7. Verlofsparen / Levensloop
De verlofspaarregeling komt per 31 december 2005 te vervallen en wordt per 1 januari 2006 opgevolgd door een levensloopregeling. Bij de levensloopregeling is voor dagbladjournalisten sparen mogelijk uit de volgende in de CAO genoemde bronnen : schaalsalaris, bovenwettelijke vakantieaanspraken, arbeidsduur en vakantietoeslag, alsmede het reeds opgebouwde spaartegoed verlofsparen. In aanvulling hierop kan op ondernemingsniveau overwerkvergoeding alsmede andere bedrijfsregelingen als extra bronnen worden aangemerkt.


8. Ziektekosten
De bijdrageregeling ziektekosten in de CAO komt ten gevolge van nieuwe wetgeving te vervallen per 31 december 2005.Per 1 januari 2006 geldt de wettelijke bijdrageregeling ziektekosten ingevolge de nieuwe Zorgverzekeringswet. Werknemers betalen de nominale basispremie en eventueel aanvullende pakketten, de werkgever betaalt het wettelijk verplichte werkgeversdeel.

9. Kinderopvang
De huidige kinderopvangregeling wordt gecontinueerd, waarbij de werkgevers ten hoogste 1/6 van de kosten voor kinderopvang betalen, rekeninghoudend met het maximum uurtarief van de overheid. Voor ouders (niet alleenstaand) die geen beroep kunnen doen op een bijdrage kinderopvang van de werkgever van de partner, en voor wie de compensatie daarvoor van overheidswege onvoldoende is, kunnen zich wenden tot het bestuur van het Fonds Kinderopvang met een beroep op de hardheidsclausule. Het betreft uitsluitend schrijnende gevallen, ter beoordeling aan het fondsbestuur.

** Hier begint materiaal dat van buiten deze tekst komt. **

PR #1525, opened 2023-09-29
tetragon: Several observer related cleanups

olsajiri:
Several observer related cleanups.

### DIFF
--- a/pkg/observer/observertesthelper/observer_test_helper.go
+++ b/pkg/observer/observertesthelper/observer_test_helper.go
@@ -255,7 +255,7 @@ func getDefaultObserverSensors(tb testing.TB, ctx context.Context, base *sensors
 		ret = append(ret, cnfSensor)
 	}
 
-	if err := loadObserver(tb, base, cnfSensor); err != nil {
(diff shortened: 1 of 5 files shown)


pkg/observer/observertesthelper/observer_test_helper.go
```diff
@@ -324,13 +324,57 @@ func GetDefaultObserverWithFile(tb testing.TB, ctx context.Context, file, lib st
...
+		tp, err = tracingpolicy.PolicyFromYAMLFilename(o.observer.config)
+		if err != nil {
+			return nil, fmt.Errorf("failed to parse tracingpolicy: %w", err)
+		}
+	}
+
+	var sensor *sensors.Sensor
+
+	if tp != nil {
+		sensor, err = sensors.GetMergedSensorFromParserPolicy(tp)
```
kkourt, line 356: One minor note: I'd like to remove the `GetMergedSensorsFromParserPolicy` and use everywhere the same code path: parse the policy, get a list of sensors, and we load the sensors. No need to change it now, but something to avoid in the fugure.

kkourt (approved):
Thanks!

PR #1530, opened 2023-09-29
Dockerfile.clang: Don't pin clang patch version

michi-covalent:
I boldly assert that it's sufficient to specify the clang version by
using clang-15 package. This way we can pick up the latest security
release automatically. Otherwise this Dockerfile keeps breaking when
there is a new security release and the old package gets deleted.

Ref: https://github.com/cilium/tetragon/actions/runs/6355442579/job/17263533977#step:6:239
Ref: https://packages.ubuntu.com/jammy/clang-15

### DIFF
--- a/Dockerfile.clang
+++ b/Dockerfile.clang
@@ -1,9 +1,8 @@
 FROM docker.io/library/ubuntu:22.04@sha256:0bced47fffa3361afa981854fcabcd4577cd43cebbb808cea2b1f33a3dd7f508
-ARG VERSION=1:15.0.7-0ubuntu0.22.04.2
-RUN apt-get update && apt-get install -y --no-install-recommends                 \
-    clang-15=$VERSION libclang-common-15-dev=$VERSION libclang-cpp15=$VERSION    \
-    libllvm15=$VERSION llvm-15-linker-tools=$VERSION libclang1-15=$VERSION       \
-    llvm-15=$VERSION llvm-15-runtime=$VERSION llvm-15-linker-tools=$VERSION make \
+RUN apt-get update && apt-get install -y --no-install-recommends  \
+    clang-15 libclang-common-15-dev libclang-cpp15    	          \
+    libllvm15 llvm-15-linker-tools libclang1-15                   \
+    llvm-15 llvm-15-runtime llvm-15-linker-tools make             \
     && apt-get clean && rm -rf /var/lib/apt/lists/*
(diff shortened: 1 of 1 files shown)


michi-covalent:
✅ success: https://github.com/cilium/tetragon/actions/runs/6355641458/job/17264006923?pr=1530

chancez:
This is probably because the base image is `ubuntu:22.04` and a recent update went from 22.04.2 to 22.04.3 is my guess. Is there a reason the apt install is specifying specific versions? You're basically getting the latest of the package anyways, and have to use the correct version of the package for the base image's Ubuntu patch release version anyways.

michi-covalent:
yeah not sure why we are pinning the version. @jrfastab might know 🤔

willfindlay:
Our BPF programs are very sensitive to compiler version. That's why we're trying to pin it.

michi-covalent:
> Our BPF programs are very sensitive to compiler version. That's why we're trying to pin it.

i see, but what can we do if the package keeps disappearing 💭

willfindlay:
@michi-covalent I'm not super familiar with apt but if there's a way to pin it to 1.15 without caring about patch version that would be ideal

michi-covalent:
yeah it's already pinned, they have different packages for claing, like `clang-15`, so it won't randomly get bumped up to `clang-16` for example 🥰 let me update this PR.

willfindlay:
```
ERROR: failed to solve: docker.io/library/golang:1.21.1@sha256:19600fdcae402165dcdab18cb9649540bde6be7274dedb5d205b2f84029fe909: failed to copy: httpReadSeeker: failed open: unexpected status code https://registry-1.docker.io/v2/library/golang/manifests/sha256:13a7dc7b46068caeaf811cc8af56d394a89c97d9b194550f8be5a4de05ca5f99: 429 Too Many Requests - Server message: toomanyrequests: You have reached your pull rate limit. You may increase the limit by authenticating and upgrading: https://www.docker.com/increase-rate-limit
```

:jarno-eclipse:

michi-covalent:
> :jarno-eclipse:

yeah dockerhub rate limits actions runners that are not hosted by github. opened https://github.com/cilium/tetragon/pull/1532 to make things slightly better.

jrfastab:
ok but wish we were using clang-16

jrfastab:
I'm ok to try this

jrfastab (approved):
ACK but if it gives us trouble we can revert.

PR #1531, opened 2023-09-29
Misc changes to the packages structure under pkg/metrics

lambdanis:
This PR contains a bunch of developer-facing breaking changes. See commits for details. I figured that it's worth doing them, as they will make future development easier and Tetragon is still before 1.0 release. But feel free to call me out if I shouldn't break package structure so freely :)

Initially I wanted also to merge the `pkg/metrics/consts` package into `pkg/metrics`, but I'm hitting import cycles. So I left this idea for now, I might revisit it when iterating on #1548 (although it doesn't seem that changes introduced there make it any simpler).

```release-note
Reorganize code under pkg/metrics. There are no functional changes, but it's a breaking change for developers.
```

### DIFF
--- a/cmd/tetragon/flags.go
+++ b/cmd/tetragon/flags.go
@@ -5,7 +5,7 @@ package main
 
 import (
 	"github.com/cilium/tetragon/pkg/logger"
-	"github.com/cilium/tetragon/pkg/metrics/config"
+	"github.com/cilium/tetragon/pkg/metrics/metricsconfig"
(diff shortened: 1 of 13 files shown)


lambdanis:
I'm not sure if I should label it as "breaking-changes" or not, but there are zero user-visible changes, so I opted for "misc".

michi-covalent (approved):
sure why not

jrfastab:
ACK go ahead and merge when ready.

10. Fiscale verrekening vakbondscontributie Het is een journalist toegestaan om voorafgaande aan een nieuw kalenderjaar met zijn werkgever overeen te komen om voor het komende jaar zijn salaris op een lager bedrag vast te stellen, zodanig dat de ontstane beschikbare ruimte door de werkgever kan worden aangewend om de vakbondscontributie op een fiscaal-vriendelijke wijze over te maken. De werkgevers zullen hieraan mee te werken.


11. Stagevergoeding
De stagevergoeding in artikel 2.7 van de CAO wordt gesteld op ten minste EUR 375,- bruto per maand.


12. Studiecommissies
Er worden paritaire studiecommissies ingesteld ten behoeve van de volgende onderwerpen:
o Modernisering van de CAO, inclusief verlofregelingen en arbeidstijden gerelateerd aan de inmiddels vigerende wet- en regelgeving
o Leeftijdbewust personeels- en loopbaanbeleid, inclusief de regeling extra vrije tijd oudere journalisten. Dit op basis van een door CAO partijen goedgekeurde notitie d.d. 5 september.